HOLLYWOOD—When you hear the word suspense in cinema what do you think of? For me it is easy, Ridley Scott’s iconic “Alien.” Scott is a masterclass in creating tension and suspense in a way that makes that 1979 movies unforgettable. The key is you can’t be spoiled before you watch the movie. The alien bursting out of Kane’s chest during dinner left people stunned. You didn’t expect it and it came out of nowhere because you’re so enveloped in the movie you have no idea what is about to happen until it does.

That is just the beginning though because Scott delivers a sequence so terrifying involving Dallas (Tom Skerritt) as he hunts for the alien. The music slowly builds, we see Dallas move from one region to the next, not knowing what is about to unfold. Then boom, the tension amps up as it becomes clear the hunter is now the hunted, when he turns the corner. That’s it, we never see or hear from Dallas again. I always consider that scene to be one of the best crafted sequences because I can watch it time and time again, and it still hooks me every single time.

“Alien” has tension and that tension spills into suspense which turns into terror especially when you realize you are confined in a small space. However, that is not the only classic, because John Carpenter’s “Halloween” which hit theaters in 1978 shows how suspense can be crafted with a camera. Carpenter is the best director to utilize a camera in horror and I don’t care what anyone says. That opening sequence is terrifying because we don’t see the killer until the final shot. We see the point of view and the music, oh baby, does it amplify the element of suspense.

The movie has multiple scenes of excellent suspense, but the iconic one has to be when Laurie Strode (Jamie Lee Curtis) visits the house across the street in the big climax. It is a carefully, well-thought out slow build up. The audience knows something is going to happen, we just don’t know when. She enters that bedroom to find Annie dead on the bed, then Bob’s body swinging from a closet, before she finds Linda. She stumbles out of the room in terror. The audience thinks she’s safe, but through genius camera technique and lighting, Carpenter slowly dons a silhouette of terror known as The Shape, the Boogeyman or Michael Myers to many in the day slowly appear before he strikes.

I think the thing about suspense that so many people fail to realize is it is not so much WHAT YOU SHOW; it is WHAT YOU DON’T SHOW. The payoff has to be just as exciting as the buildup, which not all directors can capture well. I know some of you are thinking, why isn’t “Psycho” on this list.

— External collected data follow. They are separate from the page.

PR #234, opened 2026-07-20
fix: resolve timezones with zoneinfo, and stop clamping the polar ascendant

g-battaglia:
Three defects, all of them upstream or downstream of the astronomy rather than in it. Cross-checked against two independent references across five epochs, the ephemeris itself was already correct to under an arcsecond — every divergence we could measure traced back to one of these.

## The timezone floor and ceiling

`pytz` builds its transition table bounded by 32-bit `time_t`: first transition at `1901-12-13 20:45:52 UTC` (exactly −2³¹ s), last around 2037. Outside that window it does not extrapolate — it freezes the offset at the nearest known transition, so northern zones stay on standard time and southern zones stay on DST. **Eight of eight** DST-observing zones diverged, in both hemispheres.

Since the Ascendant advances 15°/hour, an hour of error is up to ~12° of Ascendant. A test subject literally named `Future Subject` (2100-07-04, New York) was being cast on EST instead of EDT — Ascendant off by **11.93°**, Midheaven by **13.84°**. That range is precisely the one the supported-year window was recently widened to cover.

`zoneinfo` fixes the low end for free. The predicate that refines a pre-standardization offset from the birth meridian keys on the record being named `LMT` — the database's way of saying it has nothing recorded — and that was already the right rule. It only misfired because `pytz`'s floor collapsed every pre-1901 instant onto the opening record. Named city mean times a zone genuinely kept (Bern, Moscow, Kyiv, Rome…) are recorded data and now survive, with their seconds intact where `pytz` rounded to whole minutes.

The `is_dst` → `fold` mapping was validated against `pytz` over 20 zones × every transition 1902–2037: 2 519 genuinely ambiguous instants, 5 038 decisions. The only divergences are in `Europe/Dublin`, a negative-DST zone where `pytz`'s own filter is inverted — there the new behaviour is the correct one.

## The polar fallback was reporting someone else's Ascendant

House systems undefined inside the polar circle were retried at a latitude clamped to ±66°, and **that retry's angles were reported as the subject's own**. So one place and instant produced different Ascendants depending on the house system — which cannot be true of a horizon intersection.

They now fall back to Porphyry at the real latitude: quadrant cusps, first cusp exactly on the Ascendant, angles exact. Midheaven was never affected and measurably does not move. The clamp survives only for Gauquelin, whose 36-cusp output shape admits no substitute — and it is now declared rather than silent, via a new `polar_house_fallbacks` list on the subject model.

The gate reads the backend's own polar threshold instead of a hardcoded 66°, because the real limit is 90° − obliquity and drops below 66° in high-obliquity epochs.

## Fixed stars had no provenance

The only points declaring neither `source` nor `precision_class`. Positions were already right — measured precession 49.85–50.57″/yr against ~50.3 expected — so this closes a contract gap, not an arithmetic one. Coverage and reviewed status stay `None` deliberately: the backend keys its coverage inventory by body id and has no star entries, so reporting a window would be an unbacked claim.

## Two latent defects, armed by the migration

Solar-noon arithmetic preserved wall clock instead of instant — harmless under a fixed-offset tzinfo, an hour's error across a transition once tzinfo became live. And an unguarded conversion at the year-1 boundary.

## Baselines regenerated, each with its cause

| Baseline | Δ | Cause |
|---|---|---|
| `industrial_1850` | ASC −0.0913°, MC −0.1191° | London adopted GMT in 1847, so 1850 is post-adoption; the old LMT was the 32-bit floor, not a record. Consistent with +31 s across Sun, Moon and MC. |
| `Future Subject` SVG | ASC −11.93°, MC −13.84° | EST → EDT. The headline case. |
| `Arctic` / `Antarctic` SVG | ASC +2.98° / +5.60° | MC, Sun and Moon move by **exactly 0.00000** — the signature of an observer no longer displaced to 66°. |
| `jung_1875` | score 32 → 28 | Kesswil kept Bern Mean Time 1853–1894; 450 s moved Jung's Moon 0.074°, pushing one opposition from 7.956° to 8.030° of orb, across the 8° limit. A knife-edge, pinned as such in the test docstring. |

**Deliberately unchanged, verified bit-identical:** `galileo_1564`, `newton_1643`, `enlightenment_1750`, `american_independence_1776`, `einstein_1879`.

## Dependency change

`tzdata` becomes a hard runtime dependency and `pytz` is gone. `zoneinfo` reads the host's timezone database and only falls back to the package — without the pin, two machines with differently-aged system data would compute different charts, and platforms without a system database would compute none.

## Verification

Full suite green: **9 982 passed, 1 387 skipped, 0 failed**, `ruff check` clean. Baseline measured on a pristine `HEAD` worktree rather than inferred. New regression tests cover post-2038 in both hemispheres, the six DST-transition cases with their exact messages, gap-before-ambiguity ordering, the 1893 adoption boundary, and the cross-house-system Ascendant invariant that fails on the old code above 66.5°.

---

https://claude.ai/code/session_01FrpVTaGnp5FcRax6a4appo

## Summary by CodeRabbit

* **Bug Fixes**
  * Improved timezone and daylight-saving handling, including historical dates, far-future dates, and transition-time calculations.
  * Corrected polar-latitude house calculations to preserve accurate angles and prevent Ascendant errors.
  * Fixed solar noon calculations across daylight-saving transitions.
  * Corrected select astrological position and relationship-score results.

* **New Features**
  * Added details describing when polar house-system fallbacks occur.
  * Fixed stars now include source and precision information consistently.


g-battaglia:
@coderabbitai review

Please pay particular attention to:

I was spoiled on that movie before I actually saw it, so it never had the same punch for me. The shower scene is great; it’s iconic, but if you know it’s going to happen before you have even seen the movie it loses its overall lore.

Another iconic flick is “Se7en,” that 1995 thriller starring Brad Pitt and Morgan Freeman trying to catch a killer whose crimes are based on the Seven Deadly Sins. Each murder is a buildup to something bigger and when it reaches that infamous moment of finding out “What’s in the box?” You are left speechless as a viewer. David Fincher knew exactly what he was doing by NOT showing the audience the severed head of Gwyneth Paltrow’s character. It just left you frustrated and satisfied that much more as a viewer.

A recent flick I have to add to my list is a 1967 thriller that I managed to catch on Turner Classic Movies one day titled “Wait Until Dark” starring the iconic Audrey Hepburn as a blind women who becomes the target of a drug dealer and his goons. It really doesn’t become a full-blown thriller until the third act, but when it erupts it will blow your socks off. Imagine being blind and being tortured by someone you cannot see and that feeling of no escape. That is what we see with Hepburn’s Susy, who battles Roat (Alan Arkin), in a sensational villainous turn. I mean when he corners Susie looking for that doll and she manages to place him into her world of darkness and she tosses that gasoline and starting flicking those matches, I was on edge.

That is NOT the big moment, the moment happens when we think the villain is dead and he pops out in a scene that left me rattled and that big climax of whether Susy will escape or not just has you screaming at the screen.

Good suspense gets you more involved in the movie, it doesn’t just play out, you become invested in what is unfolding and that is the fun. I feel like the 70s and the 80s defined suspense in cinema, it just isn’t made like that anymore. However, who knows maybe young up and coming directors are looking to put their stamp on the horror, thriller, sci-fi and mystery genres as so many classics before have done.